→ **EXTRACTED ENTRIES**
——————————

PR #39, opened 2020-09-05
added README.md to have an index.html generated too

monotek:
Signed-off-by: André Bauer <monotek23@gmail.com>

added README.md to have an index.html generated for http://prometheus-community.github.io/ too.

### DIFF
--- a/README.md
+++ b/README.md
@@ -19,9 +19,9 @@ You can then run `helm search repo prometheus-community` to see the charts.
 
 ## Contributing
 
-We'd love to have you contribute! Please refer to our [contribution guidelines](CONTRIBUTING.md) for details.
+The source code of all Prometheus community Helm charts can be found on Github: <https://github.com/prometheus-community/helm-charts/>
 
-The Helm chart source code can be found on Github in: <https://github.com/prometheus-community/helm-charts/>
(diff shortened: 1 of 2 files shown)


scottrigby:
I agree a readme for gh-pages would be nice for end users.

Somewhere – in another Helm repo with someone (maybe @torstenwalter ?) we discussed having a GitHub action that automatically syncs the `main` branch README to the `gh-pages` branch when updated. I think this is a good idea for this repo, and would be pretty easy to do. The few changes/improvements you made here could also be worked into the main README, to make this easier to maintain in the long run, right?

scottrigby:
I added a GH Actions workflow file to do this in #41 

@monotek once that is merged, would you like to instead make a PR (or update this one) with suggested improvements only to the `README.md` file in `main` – so that when merged, it will then auto-sync to `gh-pages`?

monotek:
Good idea to automate it this way. I'll do the pr tomorrow :)

sbussard:
What happened to http://prometheus-community.github.io/ ?

monotek:
Never existed. 
You're looking for: https://prometheus-community.github.io/helm-charts/

PR #69, opened 2020-09-08
[prometheus-blackbox-exporter] Add additional metrics relabels blackbox and update to 0.17.0

xbglowx:

Allow passing in additional metrics relabels for blackbox-exporter.

One useful example would be to add an owner label that would help with routing alerts via Alertmanager

N/A

#### Checklist

- [x] Chart Version bumped

### DIFF
--- a/charts/prometheus-blackbox-exporter/Chart.yaml
+++ b/charts/prometheus-blackbox-exporter/Chart.yaml
@@ -1,7 +1,7 @@
 apiVersion: v1
 description: Prometheus Blackbox Exporter
 name: prometheus-blackbox-exporter
-version: 4.4.0
+version: 4.4.1
 appVersion: 0.17.0
 home: https://github.com/prometheus/blackbox_exporter
 sources:
--- a/charts/prometheus-blackbox-exporter/Chart.yaml
+++ b/charts/prometheus-blackbox-exporter/Chart.yaml
@@ -1,7 +1,7 @@
 apiVersion: v1
 description: Prometheus Blackbox Exporter
 name: prometheus-blackbox-exporter
-version: 4.4.1
+version: 4.5.0
 appVersion: 0.17.0
 home: https://github.com/prometheus/blackbox_exporter
 sources:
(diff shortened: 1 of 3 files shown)


charts/prometheus-blackbox-exporter/Chart.yaml
```diff
@@ -1,8 +1,8 @@
 apiVersion: v1
 description: Prometheus Blackbox Exporter
 name: prometheus-blackbox-exporter
-version: 4.4.0
-appVersion: 0.16.0
+version: 4.4.1
```
desaintmartin, line 4: Could you bump minor version instead of patch version? This is a new feature according to semver.

charts/prometheus-blackbox-exporter/templates/servicemonitor.yaml
```diff
@@ -30,6 +30,10 @@ spec:
         replacement: {{ .url }}
       - targetLabel: target
         replacement: {{ .name }}
+        {{- range $targetLabel, $replacement := .additionalMetricsRelabels }}
```
desaintmartin, line 33: Should we have defaults as well?

desaintmartin (changes requested):
thanks for the PR!

charts/prometheus-blackbox-exporter/Chart.yaml
xbglowx: Sure thing.

charts/prometheus-blackbox-exporter/templates/servicemonitor.yaml
xbglowx: That should be set with https://github.com/prometheus-community/helm-charts/pull/69/files#diff-711ccd42b755d858f62f44246a271e46R132 ?

xbglowx: Oh, wait, I see what you mean.

desaintmartin (approved):
Thanks!

PR #79, opened 2020-09-10
[kube-prometheus-stack] add secret-field-selector

Sayrus:

Following prometheus-operator/prometheus-operator#3355, add support for this new option. This should be released in v0.41.0.
This option is used to filter out secrets that are usually watched by the operator but not useful. This includes filtering out Helm V3 secrets which can cause significant CPU and Memory usage or to select only Prometheus Secret if you want to tag them all with a type (or any Field Selector actually).

Old PR: helm/charts#23330

None

This should not introduce any breaking change and should work (not enable the option but not crash the operator) before v0.41.0. I did not version-gate the option for this reason.

#### Checklist

- [X] Chart Version bumped

### DIFF
--- a/charts/kube-prometheus-stack/Chart.yaml
+++ b/charts/kube-prometheus-stack/Chart.yaml
@@ -17,7 +17,7 @@ name: kube-prometheus-stack
 sources:
   - https://github.com/prometheus-operator/kube-prometheus
   - https://github.com/prometheus-operator/prometheus-operator
-version: 9.3.4
+version: 9.3.5
 appVersion: 0.38.1
 tillerVersion: ">=2.12.0"
 home: https://github.com/prometheus-operator/kube-prometheus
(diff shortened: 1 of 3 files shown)


Xtigyro:
@Sayrus Thank you very much for the contribution! This is looking good! 💯 

Could you please instead of bumping the `patch` version number - bump the `minor` version number because this is adding new functionality to the chart?

Sayrus:
@Xtigyro  Done !

Can add this to CONTRIBUTING.md to avoid others doing this mistake?

Xtigyro:
> 
> 
> @Xtigyro Done !
> 
> Can add this to CONTRIBUTING.md to avoid others doing this mistake?

@Sayrus Yes - this seems like a very reasonable idea. Please do in a separate PR.

Also - it appears you haven't signed your last commit.

Xtigyro (approved):
LGTM

PR #80, opened 2020-09-10
[prometheus-node-exporter] Add rootfs mount by default

palm93:
Signed-off-by: Dan Jones <dan@palm93.com>

@gianrubio 
@vsliouniaev 

Adds rootfs mount by default, resolving an issue where root filesystem metrics are incorrectly reported if the container runtime storage is not on the host root filesystem.

issue from old repo: https://github.com/helm/charts/issues/22905

#### Checklist
- [x] Chart Version bumped

### DIFF
--- a/charts/prometheus-node-exporter/Chart.yaml
+++ b/charts/prometheus-node-exporter/Chart.yaml
@@ -2,7 +2,7 @@ apiVersion: v1
 appVersion: 1.0.1
 description: A Helm chart for prometheus node-exporter
 name: prometheus-node-exporter
-version: 1.11.2
+version: 1.11.3
 home: https://github.com/prometheus/node_exporter/
 sources:
 - https://github.com/prometheus/node_exporter/
--- a/charts/prometheus-node-exporter/templates/daemonset.yaml
+++ b/charts/prometheus-node-exporter/templates/daemonset.yaml
@@ -38,6 +38,7 @@ spec:
           args:
             - --path.procfs=/host/proc
             - --path.sysfs=/host/sys
+            - --path.rootfs=/host/root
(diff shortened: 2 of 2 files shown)


monotek:
Not stale.

@gianrubio @vsliouniaev 
Please review.

charts/prometheus-node-exporter/Chart.yaml
```diff
@@ -2,7 +2,7 @@ apiVersion: v1
 appVersion: 1.0.1
 description: A Helm chart for prometheus node-exporter
 name: prometheus-node-exporter
-version: 1.11.2
+version: 1.11.3
```
monotek, line 5: New feature should raise minor version.

monotek (changes requested):

charts/prometheus-node-exporter/Chart.yaml
palm93: Thanks, updated. :)

monotek (commented):
I'm not sure if this should be optional.

@gianrubio @vsliouniaev 
Thoughts?

vsliouniaev (approved):
Looks good to me, were running the same configuration

xxbbxb:
Hi everybody, I'm having an issue with this patch: docker is unable to mount `/` with error:
```
failed to start container "node-exporter": Error response from daemon: path / is mounted on / but it is not a shared or slave mount
```
We need either remove mountPropagation option or make root shared among namespaces `mount --make-shared /`
corresponding kubernetes issue https://github.com/kubernetes/kubernetes/issues/61058#issuecomment-372516782

monotek:
Please create a new issue using the issue template so we have all info about your environment.

PR #89, opened 2020-09-11
[kube-prometheus-stack] Update README.md

justinwalz:
### What this PR does / why we need it:

Looks like the generate command was renamed here https://github.com/prometheus-operator/kube-prometheus/commit/0f6cd6d0a8881ad7e80f2817c597dab8345f8790#diff-b67911656ef5d18c4ae36cb6741b7965

#### Checklist
I don't think we need to bump version number here. 

- [x] Chart Version bumped 


scottrigby:
The reason the version needs to bump with any change in the chart directory is because helm chart version packages must be immutable. CI checks for that reason. This sounds like a PATCH bump.

justinwalz:
Oh makes sense. Pushed an updated commit with a patch version update.

bismarck (approved):
lgtm

PR #115, opened 2020-09-19
[prometheus-adapter] added psp for prometheus adapter

ahmednasir91:
Signed-off-by: Ahmed Nasir <ahmednasir91@gmail.com>

Added Pod Security Policy for prometheus adapter and also fixed the condition for role binding creation of custom metrics.

The PR was created here but since repo moved, so again creating here.
https://github.com/helm/charts/pull/23536

#### Checklist
- [X] Chart Version bumped


monotek (changes requested):
New feature should raise minor version.
So it should be 2.6.0.

ahmednasir91:
@monotek updated version to 2.6.0

monotek (dismissed):

charts/prometheus-adapter/templates/custom-metrics-apiserver-psp.yaml
```diff
@@ -0,0 +1,71 @@
...
+  runAsGroup:
+    rule: MustRunAs
+    ranges:
+    - max: 0
+      min: 0
+  runAsUser:
+    rule: MustRunAs
+    ranges:
+    - max: 10001
+      min: 10001
```
steven-sheehy, line 27: Would be better to specify as min 1024 and max 65535. There's no explicit reason it has to be 10001 except that we arbitrarily hardcoded the chart to that. We'll probably want to make the security policies configurable on the chart at some point.

charts/prometheus-adapter/templates/custom-metrics-apiserver-psp.yaml
```diff
@@ -0,0 +1,71 @@
...
+spec:
+  {{- if .Values.hostNetwork.enabled }}
+  hostNetwork: true
+  {{- end }}
+  fsGroup:
+    rule: RunAsAny
+  runAsGroup:
+    rule: MustRunAs
+    ranges:
+    - max: 0
```
steven-sheehy, line 21: Would prefer RunAsAny since we probably want to switch this to non root group soon.

steven-sheehy (commented):
Some minor recommendations

charts/prometheus-adapter/templates/custom-metrics-apiserver-psp.yaml
ahmednasir91: Sounds good

charts/prometheus-adapter/templates/custom-metrics-apiserver-psp.yaml
ahmednasir91: Ok later we can change to RunAsNonRoot

steven-sheehy (approved):

ahmednasir91:
ah there was an issue in this one related to port range, fixed it in https://github.com/prometheus-community/helm-charts/pull/135

PR #125, opened 2020-09-22
[prometheus-blackbox-exporter] Allow custom labels for pods. Add service labels to values.yaml.

metroshica:
Allow custom labels for pods. Also adds label option to service entry in values.yaml that was missed in commit [d696fd4c388fdece1026491248be0b45412c163a](https://github.com/prometheus-community/helm-charts/commit/d696fd4c388fdece1026491248be0b45412c163a)

I created a top-level `pods` entry in `values.yaml` to mimic other top-level resource values such as `service`, `ingress`, etc. However, there is currently a top-level entry named podAnnotations that I feel should fit under it. I however didn't change that key to be under `pods` as it would be a breaking change.

#### Checklist
- [x] Chart Version bumped

### DIFF
--- a/charts/prometheus-blackbox-exporter/Chart.yaml
+++ b/charts/prometheus-blackbox-exporter/Chart.yaml
@@ -1,7 +1,7 @@
 apiVersion: v1
 description: Prometheus Blackbox Exporter
 name: prometheus-blackbox-exporter
-version: 4.5.2
+version: 4.5.3
 appVersion: 0.17.0
 home: https://github.com/prometheus/blackbox_exporter
 sources:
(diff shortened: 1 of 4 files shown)


desaintmartin:
Thanks!

Indeed, it makes sense, maybe 1/ add comment near podAnnotations stating this 2/ bump major version and break 3/ do not use pod.

I would need other opinions on this one!

charts/prometheus-blackbox-exporter/Chart.yaml
```diff
@@ -1,7 +1,7 @@
 apiVersion: v1
 description: Prometheus Blackbox Exporter
 name: prometheus-blackbox-exporter
-version: 4.5.2
+version: 4.5.3
```
monotek, line 4: new feature should raise minor version to 4.6.0.

monotek (changes requested):

charts/prometheus-blackbox-exporter/Chart.yaml
metroshica: Bumped version to 4.6.0.

monotek (approved):

PR #135, opened 2020-09-23
[prometheus-adapter] bugfix psp port range

ahmednasir91:
Fixes the bug in prometheus adapter psp where the port range defined was incorrect max > min.

```
 Error: cannot patch "prometheus-adapter" with kind PodSecurityPolicy: PodSecurityPolicy.extensions "prometheus-adapter" is invalid: spec.runAsUser.ranges[0].min: Invalid value: 65535: min cannot be greater than max
``` 

#### Checklist
- [X] Chart Version bumped


steven-sheehy (dismissed):
Will need to re-bump

ahmednasir91:
@steven-sheehy bumped

steven-sheehy (approved):

PR #139, opened 2020-09-24
[prometheus-blackbox-exporter] Feat use external secret for configura…

### LINKED ISSUE #138: [prometheus-blackbox-exporter] config.file values is not correct when providing secret to use
**Describe the bug**

We are using SealedSecret to manage our secrets on our clusters and also the secret containing the blackbox-exporter configuration because it contain basic auth credentials.

The creation of the secret is managed outside the chart so I set :
```
secretConfig: true
config: false
```

the secret is mounted in the pod but the `--config.file` match `/etc/blackbox_exporter/config.yml` instead of the mounted secret `/config/blackbox.yaml`

**Which chart**: prometheus-blackbox-exporter
**Which version of the chart**: 4.5.1

create a secret outside the chart, and set :
```
secretConfig: true
config: false
```

MCyprien:
Add a parameter to allow creation of configuration outside the chart as secret. (Using SealedSecret for example)

  - fixes #138 

#### Checklist

- [] [DCO](https://github.com/prometheus-community/helm-charts/blob/main/CONTRIBUTING.md#sign-off-your-work) signed
- [] Chart Version bumped
- [] Title of the PR starts with chart name (e.g. `[prometheus-couchdb-exporter]`)


charts/prometheus-blackbox-exporter/Chart.yaml
```diff
@@ -1,7 +1,7 @@
 apiVersion: v1
 description: Prometheus Blackbox Exporter
 name: prometheus-blackbox-exporter
-version: 4.6.0
+version: 4.6.1
```
desaintmartin, line 4: Could you bump minor version instead of patch? This is new feature according to semver.

charts/prometheus-blackbox-exporter/values.yaml
```diff
@@ -46,6 +46,9 @@ tolerations: []
 affinity: {}
 
 secretConfig: false
+# if the configuration is managed as secret outside the chart, using SealedSecret for example,
+# provide the name of the secret here
+configExistingSecretName: ""
```
desaintmartin, line 51: Maybe state that this is ignored if secretConfig is set ? (and document what is secretConfig, as those two could be misunderstood)

desaintmartin (changes requested):
Thanks for the PR!

charts/prometheus-blackbox-exporter/values.yaml
MCyprien: I  changed the comment and the order of variable to group secretConfig and config as they work together, is it better now ?

desaintmartin: Did you push? I don't see the changes.

MCyprien: my bad, forgot to push...

charts/prometheus-blackbox-exporter/values.yaml
```diff
@@ -45,6 +45,10 @@ nodeSelector: {}
 tolerations: []
 affinity: {}
 
+# if the configuration is managed as secret outside the chart, using SealedSecret for example,
+# provide the name of the secret here. If secretConfig is set to true, configExistingSecretName will be ignored
+# in favor of the config value.
+configExistingSecretName: ""
 secretConfig: false
```
desaintmartin, line 52:
```suggestion
# Store the configuration as a `Secret` instead of a `ConfigMap`, useful in case it contains sensitive data
secretConfig: false
```

desaintmartin (changes requested):
Just a small suggestion to improve understanding of those two fields.

desaintmartin:
@MCyprien would you like to continue with this PR?

monotek:
@desaintmartin 
I've update the chart version and used githubs "commit suggestion" feature to add the note you've added to the values file, making you the commit author.
Unfortunately dco check does not pass now :(
Would you mind tu pull the branch and fix/sign your commit?

desaintmartin:
You are right, so that we can merge this! Done.

desaintmartin (approved):

monotek (approved):

PR #885, opened 2021-04-23
[kube-prometheus-stack]: fix Capabilities.APIVersions.Has check for ingress API version

ArchiFleKs:
#### What this PR does / why we need it:

fix Capabilities.APIVersions.Has check for ingress API version. Latest chart version fails to install on Kubernetes v1.18 which is kind of stuck in the middle of the v1beta1 et v1 networking API

#### Which issue this PR fixes
  - fixes #884 

#### Checklist

- [X] [DCO](https://github.com/prometheus-community/helm-charts/blob/main/CONTRIBUTING.md#sign-off-your-work) signed
- [X] Chart Version bumped
- [X] Title of the PR starts with chart name (e.g. `[prometheus-couchdb-exporter]`)

PR #900, opened 2021-04-27
#899 - correct test for networking.k8s.io/v1

### LINKED ISSUE #899: [kube-prometheus-stack] Wrong test for "networking.k8s.io/v1"
**Describe the bug**
ingress chart test capability to set the version of Ingress
Unfortunately, this returns always networking.k8s.io/v1

Helm Version: 3 5.3
K8s version : v1.18.15+vmware.1

**Which chart**:
kube-prometheus-stack
Template : prometheus/ingress.yaml
15.2.1

Detect version of ingres

Test should be : 
` {{- if .Capabilities.APIVersions.Has "networking.k8s.io/v1/Ingress" -}}`

mxmorin:
Change test 
`{{- if .Capabilities.APIVersions.Has "networking.k8s.io/v1" -}}`
to
`{{- if .Capabilities.APIVersions.Has "networking.k8s.io/v1/Ingress" -}}`

  - fixes #899

### DIFF
--- a/charts/kube-prometheus-stack/templates/alertmanager/ingress.yaml
+++ b/charts/kube-prometheus-stack/templates/alertmanager/ingress.yaml
@@ -4,9 +4,9 @@
 {{- $servicePort := .Values.alertmanager.service.port -}}
 {{- $routePrefix := list .Values.alertmanager.alertmanagerSpec.routePrefix }}
 {{- $paths := .Values.alertmanager.ingress.paths | default $routePrefix -}}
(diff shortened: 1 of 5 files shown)


bismarck:
I believe this was fixed in #885, #911.

DirtyCajunRice:
@bismarck this reverted 100% of the progress made over the past few days :(. The explanation was given in the first MR on why the /Kind doesnt have the outcome you expected in many circumstances. Were you just doing this as a temporary measure until Another PR?

PR #911, opened 2021-04-29
[kube-prometheus-stack]: fix boolean in ingress API version evaluation

ArchiFleKs:

Issue created with https://github.com/prometheus-community/helm-charts/pull/885

#### Checklist

- [X] Chart Version bumped


JoshVee (approved):
LGTM

DirtyCajunRice:
As a thought... since im pretty sure this is not intended behavior... you could also just return "" if false in the template and not have to change it in 5 places. Thats the point of the template! Ill make an issue upstream in helm so it will be fixed by 2027

ArchiFleKs:
> As a thought... since im pretty sure this is not intended behavior... you could also just return "" if false in the template and not have to change it in 5 places. Thats the point of the template! Ill make an issue upstream in helm so it will be fixed by 2027

Alright, I don't mind doing it either way but yes your way seems simpler

bismarck (approved):
I'm going to merge this change now because the chart is broken. @ArchiFleKs @DirtyCajunRice Could one of you fix the template in a follow-up PR?

PR #949, opened 2021-05-08
[prometheus-postgres-exporter] Update/prometheus postgres exporter value file to allow either password or passwordSecret

zorro1992:
Signed-off-by: Raghunandana S K <skraghunandan11@gmail.com>

When using passwordSecret with the current default values.yaml the users have to mention both ***password*** and passwordSecret  in custom values.yaml they pass during deployment , because the default values.yaml contains ```password : somepassword. ``` . 
Which means we have to override this using the custom values file and requires an unnecessary mentioning of ***password*** as an empty value. Only then the deployment works because of the condition [here](https://github.com/prometheus-community/helm-charts/blob/main/charts/prometheus-postgres-exporter/templates/deployment.yaml#L2) 

This PR should  addresses this by removing the default value for ***password*** and leaving it empty. This allows the users to either have password or passwordSecret mentioned in the custom values.yaml they pass.

#### Checklist

- [x] Chart Version bumped

### DIFF
--- a/charts/kube-state-metrics/Chart.yaml
+++ b/charts/kube-state-metrics/Chart.yaml
@@ -7,7 +7,7 @@ keywords:
 - prometheus
 - kubernetes
 type: application
-version: 3.0.1
+version: 3.0.2
 appVersion: 2.0.0
 home: https://github.com/kubernetes/kube-state-metrics/
 sources:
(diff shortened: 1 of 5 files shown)


zanhsieh (approved):

zanhsieh:
@zorro1992 
I think you miss something on deployment.yaml and podsecuritypolicy.yaml that cause "Lint and Test Charts" below failure. Please check the "Details" next to "Lint and Test Charts".

PR #963, opened 2021-05-12
[alertmanager] Fixing indentation for node selector keys in case persistence is enabled

vedharish:
Also, fixing syntax error related to configMapReload resource declaration

1. When alertmanager chart is used with `nodeSelector` `affinity` or `tolerations` along with `persistence.enabled = True`, the chart deployment fails due to indentation issues. These 3 keys are supposed to be a part of `spec.template.spec` whereas `volumeClaimTemplates` should be a child of `spec`. Fixed this by re-ordering.

2. For `configmapReload.resources`, fixed an indentation issue by chomping whitespace using `{{-`. Also used `nindent` to be consistent with the default container. [Check](https://github.com/prometheus-community/helm-charts/blob/079bcdf9d8d28a30aeb42b22027f6c298dcdd903/charts/alertmanager/templates/statefulset.yaml#L100)

NA

#### Checklist
- [x] Chart Version bumped

### DIFF
--- a/charts/alertmanager/Chart.yaml
+++ b/charts/alertmanager/Chart.yaml
@@ -6,7 +6,7 @@ icon: https://raw.githubusercontent.com/prometheus/prometheus.github.io/master/a
 sources:
   - https://github.com/prometheus/alertmanager
 type: application
-version: 0.10.0
+version: 0.10.1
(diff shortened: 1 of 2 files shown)


naseemkullah (approved):
Thanks!

PR #967, opened 2021-05-12
[kube-state-metrics] Fixes template error in kube-state-metrics' role.yaml:

khalsa-ji:
* Segregates role and clusterrole.
* Defines rules in a common place (`_permissions.tpl`) as both role and clusterrole defines the same set of permissions.
* Minor: Bumps the chart version.

**Problem:** If `rbac.useClusterRole` is set to false i.e. the user wants to use rolebinding. The following error is reported while installing the helm chart:
```
Error: YAML parse error on kube-state-metrics/templates/role.yaml: error converting YAML to JSON: yaml: line 10: mapping values are not allowed in this context
```

  - Fixes https://github.com/kubernetes/kube-state-metrics/issues/1452

#### Checklist

- [x] Chart Version bumped

### DIFF
--- a/charts/kube-state-metrics/Chart.yaml
+++ b/charts/kube-state-metrics/Chart.yaml
@@ -7,7 +7,7 @@ keywords:
 - prometheus
 - kubernetes
 type: application
-version: 3.0.2
+version: 3.0.3
 appVersion: 2.0.0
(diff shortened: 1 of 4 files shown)


nc-kfl:
Clone of #953.

monotek:
fixed with: #953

——————————

→ **GOAL OF THE EXERCISE**
From the data, pick out every line that includes "creation".

→ **PROBLEM SOLUTION**
Added Pod Security Policy for prometheus adapter and also fixed the condition for role binding creation of custom metrics.
The creation of the secret is managed outside the chart so I set :
Add a parameter to allow creation of configuration outside the chart as secret. (Using SealedSecret for example)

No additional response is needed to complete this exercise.